START SUPPLIED RECORDS

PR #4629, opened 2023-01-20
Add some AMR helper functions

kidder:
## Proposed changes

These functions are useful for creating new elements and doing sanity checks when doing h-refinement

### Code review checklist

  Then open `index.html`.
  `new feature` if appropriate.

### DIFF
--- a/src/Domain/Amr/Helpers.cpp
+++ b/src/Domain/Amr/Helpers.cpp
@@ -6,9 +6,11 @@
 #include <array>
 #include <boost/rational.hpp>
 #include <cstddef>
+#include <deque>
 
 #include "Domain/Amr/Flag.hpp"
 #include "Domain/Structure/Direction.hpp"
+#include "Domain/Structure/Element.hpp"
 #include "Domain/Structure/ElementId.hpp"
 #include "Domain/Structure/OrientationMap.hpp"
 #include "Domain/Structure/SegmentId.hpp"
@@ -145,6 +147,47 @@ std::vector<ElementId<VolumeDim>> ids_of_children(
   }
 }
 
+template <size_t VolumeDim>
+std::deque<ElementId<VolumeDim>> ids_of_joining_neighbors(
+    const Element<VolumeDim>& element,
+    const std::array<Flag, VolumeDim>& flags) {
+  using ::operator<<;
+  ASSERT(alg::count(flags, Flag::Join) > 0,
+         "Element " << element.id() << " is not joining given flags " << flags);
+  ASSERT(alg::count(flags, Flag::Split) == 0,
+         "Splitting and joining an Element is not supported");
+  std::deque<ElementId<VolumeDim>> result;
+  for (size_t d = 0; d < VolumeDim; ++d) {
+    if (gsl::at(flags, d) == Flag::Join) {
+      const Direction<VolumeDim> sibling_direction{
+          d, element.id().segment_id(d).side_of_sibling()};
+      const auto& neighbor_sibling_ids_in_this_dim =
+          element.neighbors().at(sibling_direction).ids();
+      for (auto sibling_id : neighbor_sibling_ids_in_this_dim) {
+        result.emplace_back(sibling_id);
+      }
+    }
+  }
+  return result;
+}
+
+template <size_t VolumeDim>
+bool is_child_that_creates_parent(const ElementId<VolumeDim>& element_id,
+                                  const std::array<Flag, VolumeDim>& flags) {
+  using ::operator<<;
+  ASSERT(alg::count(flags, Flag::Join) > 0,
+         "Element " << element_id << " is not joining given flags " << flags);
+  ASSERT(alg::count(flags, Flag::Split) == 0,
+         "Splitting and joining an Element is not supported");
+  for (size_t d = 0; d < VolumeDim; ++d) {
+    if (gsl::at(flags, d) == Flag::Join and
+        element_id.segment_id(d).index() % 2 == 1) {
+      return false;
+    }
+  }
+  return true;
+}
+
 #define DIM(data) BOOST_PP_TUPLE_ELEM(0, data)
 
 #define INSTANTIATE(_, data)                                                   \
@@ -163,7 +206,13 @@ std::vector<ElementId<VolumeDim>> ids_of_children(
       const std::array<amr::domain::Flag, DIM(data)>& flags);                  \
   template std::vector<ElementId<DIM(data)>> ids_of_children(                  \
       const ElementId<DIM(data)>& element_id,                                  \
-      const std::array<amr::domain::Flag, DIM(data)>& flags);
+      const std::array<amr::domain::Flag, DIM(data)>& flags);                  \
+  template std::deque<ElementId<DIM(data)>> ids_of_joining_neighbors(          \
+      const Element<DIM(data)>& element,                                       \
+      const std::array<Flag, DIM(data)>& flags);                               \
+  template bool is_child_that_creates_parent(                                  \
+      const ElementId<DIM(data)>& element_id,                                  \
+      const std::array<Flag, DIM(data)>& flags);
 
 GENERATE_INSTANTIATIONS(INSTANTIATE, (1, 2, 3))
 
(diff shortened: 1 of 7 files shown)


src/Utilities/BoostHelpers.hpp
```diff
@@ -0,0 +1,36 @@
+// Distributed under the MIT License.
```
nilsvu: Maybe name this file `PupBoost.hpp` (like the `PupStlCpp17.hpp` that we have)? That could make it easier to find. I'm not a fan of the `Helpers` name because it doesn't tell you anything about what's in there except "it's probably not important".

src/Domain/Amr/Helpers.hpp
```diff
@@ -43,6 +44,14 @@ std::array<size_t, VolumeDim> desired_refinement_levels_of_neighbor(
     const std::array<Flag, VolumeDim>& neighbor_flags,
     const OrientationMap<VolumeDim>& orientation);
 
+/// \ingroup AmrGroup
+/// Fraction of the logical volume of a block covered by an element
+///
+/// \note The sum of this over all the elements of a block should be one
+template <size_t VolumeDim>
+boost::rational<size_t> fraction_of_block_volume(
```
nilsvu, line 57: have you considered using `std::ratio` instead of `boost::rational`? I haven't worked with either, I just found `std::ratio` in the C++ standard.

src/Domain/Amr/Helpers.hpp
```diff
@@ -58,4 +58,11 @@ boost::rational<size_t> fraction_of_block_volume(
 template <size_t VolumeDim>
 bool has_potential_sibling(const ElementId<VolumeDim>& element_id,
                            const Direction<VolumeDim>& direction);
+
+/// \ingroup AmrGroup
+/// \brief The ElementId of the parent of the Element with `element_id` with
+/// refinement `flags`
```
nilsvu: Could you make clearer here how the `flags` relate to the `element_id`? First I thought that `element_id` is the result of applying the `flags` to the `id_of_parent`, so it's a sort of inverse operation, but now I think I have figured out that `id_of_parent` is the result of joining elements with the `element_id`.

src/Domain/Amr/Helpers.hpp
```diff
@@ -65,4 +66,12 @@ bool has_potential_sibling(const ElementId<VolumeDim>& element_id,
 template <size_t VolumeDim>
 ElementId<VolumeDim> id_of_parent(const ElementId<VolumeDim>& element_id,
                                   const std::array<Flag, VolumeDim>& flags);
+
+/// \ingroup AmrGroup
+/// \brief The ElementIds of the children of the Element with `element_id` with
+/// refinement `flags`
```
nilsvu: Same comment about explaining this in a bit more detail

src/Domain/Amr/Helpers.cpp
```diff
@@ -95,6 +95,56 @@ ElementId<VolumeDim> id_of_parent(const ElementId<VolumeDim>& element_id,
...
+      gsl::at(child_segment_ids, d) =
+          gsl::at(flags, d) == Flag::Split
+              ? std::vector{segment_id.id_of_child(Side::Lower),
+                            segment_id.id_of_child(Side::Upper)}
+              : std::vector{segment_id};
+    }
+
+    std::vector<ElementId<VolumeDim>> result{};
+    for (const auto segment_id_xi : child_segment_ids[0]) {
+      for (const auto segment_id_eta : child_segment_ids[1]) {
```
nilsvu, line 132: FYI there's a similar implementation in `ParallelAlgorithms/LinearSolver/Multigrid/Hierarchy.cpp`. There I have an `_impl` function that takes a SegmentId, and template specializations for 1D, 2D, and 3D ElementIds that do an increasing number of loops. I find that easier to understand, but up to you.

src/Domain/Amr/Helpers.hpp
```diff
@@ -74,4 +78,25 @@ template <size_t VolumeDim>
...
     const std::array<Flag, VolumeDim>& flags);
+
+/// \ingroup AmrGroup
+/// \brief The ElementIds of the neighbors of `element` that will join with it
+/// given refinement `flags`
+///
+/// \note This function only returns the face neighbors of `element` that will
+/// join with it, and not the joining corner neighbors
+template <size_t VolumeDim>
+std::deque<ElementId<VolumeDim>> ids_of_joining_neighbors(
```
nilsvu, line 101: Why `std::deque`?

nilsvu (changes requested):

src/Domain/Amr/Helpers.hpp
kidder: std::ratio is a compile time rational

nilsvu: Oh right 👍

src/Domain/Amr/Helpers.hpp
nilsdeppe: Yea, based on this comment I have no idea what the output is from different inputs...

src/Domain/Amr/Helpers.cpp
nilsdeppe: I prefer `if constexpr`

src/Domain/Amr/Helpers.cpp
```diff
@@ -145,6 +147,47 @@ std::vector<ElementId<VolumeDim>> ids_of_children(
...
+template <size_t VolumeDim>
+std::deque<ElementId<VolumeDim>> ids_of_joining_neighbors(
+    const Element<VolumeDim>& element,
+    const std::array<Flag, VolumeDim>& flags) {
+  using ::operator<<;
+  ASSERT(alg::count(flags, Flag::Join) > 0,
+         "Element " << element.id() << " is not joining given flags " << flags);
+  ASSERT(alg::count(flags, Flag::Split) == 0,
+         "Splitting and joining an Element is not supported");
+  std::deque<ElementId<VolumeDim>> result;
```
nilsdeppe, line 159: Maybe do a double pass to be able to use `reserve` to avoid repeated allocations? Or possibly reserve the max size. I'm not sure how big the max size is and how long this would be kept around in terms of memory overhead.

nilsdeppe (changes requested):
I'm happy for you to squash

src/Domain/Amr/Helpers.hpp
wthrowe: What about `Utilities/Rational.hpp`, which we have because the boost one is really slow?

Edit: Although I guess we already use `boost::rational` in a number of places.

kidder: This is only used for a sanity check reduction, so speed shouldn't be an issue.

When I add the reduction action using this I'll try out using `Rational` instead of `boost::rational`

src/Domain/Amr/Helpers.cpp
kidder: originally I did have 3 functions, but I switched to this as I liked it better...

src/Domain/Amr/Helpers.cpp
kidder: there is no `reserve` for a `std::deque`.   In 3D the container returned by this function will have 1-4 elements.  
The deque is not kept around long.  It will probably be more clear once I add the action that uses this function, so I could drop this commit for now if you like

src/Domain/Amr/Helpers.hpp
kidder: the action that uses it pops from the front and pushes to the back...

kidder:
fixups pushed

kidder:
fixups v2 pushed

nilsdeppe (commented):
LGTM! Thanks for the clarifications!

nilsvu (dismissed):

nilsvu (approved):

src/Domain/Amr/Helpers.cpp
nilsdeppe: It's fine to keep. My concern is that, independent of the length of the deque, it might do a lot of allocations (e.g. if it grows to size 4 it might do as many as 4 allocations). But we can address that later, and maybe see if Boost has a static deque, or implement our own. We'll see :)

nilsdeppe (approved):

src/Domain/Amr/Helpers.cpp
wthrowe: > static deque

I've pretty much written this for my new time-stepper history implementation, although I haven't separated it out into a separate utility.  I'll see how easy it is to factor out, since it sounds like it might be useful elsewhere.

END SUPPLIED RECORDS

* ASSIGNED TASK *
Only the lines from the beginning of the material to the line containing "#include <boost/rational.hpp>" should be echoed, verbatim and in full.

* RESULT OF THIS TASK *
PR #4629, opened 2023-01-20
Add some AMR helper functions

kidder:
## Proposed changes

These functions are useful for creating new elements and doing sanity checks when doing h-refinement

### Code review checklist

  Then open `index.html`.
  `new feature` if appropriate.

### DIFF
--- a/src/Domain/Amr/Helpers.cpp
+++ b/src/Domain/Amr/Helpers.cpp
@@ -6,9 +6,11 @@
 #include <array>
 #include <boost/rational.hpp>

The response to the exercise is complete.